Saved data entries:

-*-*-

PR #112, opened 2026-08-07
feat: resolve api kind from xApiKind in the build config

### LINKED ISSUE #750: [FE] Support `xApiKind` specified for the file in build config
There are cases when backend composes a build config with `xApiKind` property specified for the file. 

Need to support yet another way to specify API Kind in `api-processor`.

Should be supported for OpenAPI, AsyncAPI, GraphQL specifications.

In terms of priority when calculating effective API Kind, `xApiKind` property specified for the file in build config should be placed between file label `apihub/x-api-kind` and version label `apihub/x-api-kind`.

makeev-pavel:
Support `xApiKind` in the build config

## Why

A build config can carry the api kind of a document in the `xApiKind` field of its file entry.
api-processor had no support for it: the field reached the processor through the index signature of
`BuildConfigFile` and was silently dropped, so a document marked as internal upstream was published
as `BWC`.

## What

**`xApiKind` as a third source of the document api kind.** `calculateFileApiKind` resolves one
build-config file, from the strongest source to the weakest:

| # | Source | Scope |
| - | ------ | ----- |
| 1 | file label `apihub/x-api-kind` | one document |
| 2 | `xApiKind` of the file | one document |
| 3 | version label `apihub/x-api-kind` | every document of the version |
| 4 | `BWC` | default |

A per-file source beats a per-version one, and an explicit label beats the transport field. Blank or
whitespace-only means nothing was stated and lets the version label through. Any other value states
something, and an unrecognized one states `BWC` rather than falling through, so a document marked
explicitly does not inherit the kind of the whole version. The value is trimmed, because the label
branch already trims what it extracts.

Resolution happens in `buildDocument`, the single funnel for every builder, so REST, GraphQL and DDL
pick the new source up unchanged. `consumeXApiKind` reads the field and removes it there, once, so it
never reaches the metadata of a published document. A document is built on a copy of its entry of the
build config: the entry outlives the build, and an incremental rebuild hands the very same one over
again.

### DIFF
--- a/src/apitypes/async/async.changes.ts
+++ b/src/apitypes/async/async.changes.ts
@@ -46,6 +46,7 @@ import {
   OperationsMap,
 } from '../../components'
 import { createAsyncApiCompatibilityScopeFunction } from '../../components/compare/async.bwc.validation'
+import { calculateApiKindFromLabels } from '../../components/document'
 import { v3 as AsyncAPIV3 } from '@asyncapi/parser/esm/spec-types'
 import {
   extractAggregatedDiffs,
@@ -70,6 +71,7 @@ export const compareDocuments: DocumentsCompare = async (
     currentPackageId,
     currentGroup,
     previousGroup,
+    previousVersionLabels,
   } = ctx
 
   const comparisonInternalDocumentId = createComparisonInternalDocumentId(previousVersion, previousPackageId, prevDoc?.slug, currentVersion, currentPackageId, currDoc?.slug)
@@ -86,6 +88,11 @@ export const compareDocuments: DocumentsCompare = async (
     currDocData = createCopyWithEmptyOperations(prevDocData)
   }
 
+  const currDocumentApiKind = currDoc?.apiKind
+  // ApiKind is not guaranteed for the previous document: it is downloaded data and the field is optional.
+  // In this case, we calculate ApiKind by labels (file then version) in order of priority.
+  const prevDocumentApiKind = prevDoc?.apiKind || calculateApiKindFromLabels(prevDoc?.labels, previousVersionLabels)
+
   const { merged, diffs } = apiDiff(
     prevDocData,
     currDocData,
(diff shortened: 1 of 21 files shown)


src/types/external/config.ts
```diff
@@ -209,6 +209,10 @@ export interface BuildConfigFile {
   fileId: FileId
   slug?: string // for rebuild
   apiKind?: ApihubApiCompatibilityKind
+  /**
+   * Api kind the Agent discovered for this document
```
b41ex: The comment is a little bit misleading. Agent is just a known user of this field, but not necessarily exclusive.
Also I think this is the place to document how `apiKind` (just above) and `xApiKind` are related. It is not obviuos.

src/components/document.ts
```diff
@@ -66,7 +66,7 @@ export const buildDocument = async (parsedFile: SourceFile, file: BuildConfigFil
   const apiBuilder = ctx.apiBuilders.find(({ types }) => types.includes(parsedFile.type)) || unknownApiBuilder
 
   try {
-    file.apiKind = calculateApiKindFromLabels(file.labels, ctx.versionLabels)
+    file.apiKind = calculateFileApiKind(file, ctx.versionLabels)
```
b41ex: Can we remove xApiKind from `file` right here, once we used it, instead of doing throwaway destructuring repeated in each specific document type?

src/apitypes/async/async.changes.ts
```diff
@@ -86,6 +88,11 @@ export const compareDocuments: DocumentsCompare = async (
     currDocData = createCopyWithEmptyOperations(prevDocData)
   }
 
+  const currDocumentApiKind = currDoc?.apiKind
+  // ApiKind is not guaranteed for the previous document: it is downloaded data and the field is optional.
+  // In this case, we calculate ApiKind by labels (file then version) in order of priority.
+  const prevDocumentApiKind = prevDoc?.apiKind || calculateApiKindFromLabels(prevDoc?.labels, previousVersionLabels)
```
b41ex: Shouldn't this fallback take into account xApiKind from config? It seems we are losing it if we reconstruct it only from labels, but not taking into account xApiKind .

The same question for other API types where we have similar code.

b41ex (changes requested):

src/apitypes/async/async.changes.ts
makeev-pavel: I checked it out. All information is saved in apiKind and there is no need to go into the labels. Deleted it

src/components/document.ts
makeev-pavel: fixed

src/types/external/config.ts
makeev-pavel: fixed

b41ex (approved):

-*-*-

● What to work on: From the data above, output only the lines between the line containing "Should be supported" and the line containing "file | one document |", inclusive, exactly as written.

● Exercise answer:
Should be supported for OpenAPI, AsyncAPI, GraphQL specifications.

In terms of priority when calculating effective API Kind, `xApiKind` property specified for the file in build config should be placed between file label `apihub/x-api-kind` and version label `apihub/x-api-kind`.

makeev-pavel:
Support `xApiKind` in the build config

## Why

A build config can carry the api kind of a document in the `xApiKind` field of its file entry.
api-processor had no support for it: the field reached the processor through the index signature of
`BuildConfigFile` and was silently dropped, so a document marked as internal upstream was published
as `BWC`.

## What

**`xApiKind` as a third source of the document api kind.** `calculateFileApiKind` resolves one
build-config file, from the strongest source to the weakest:

| # | Source | Scope |
| - | ------ | ----- |
| 1 | file label `apihub/x-api-kind` | one document |
| 2 | `xApiKind` of the file | one document |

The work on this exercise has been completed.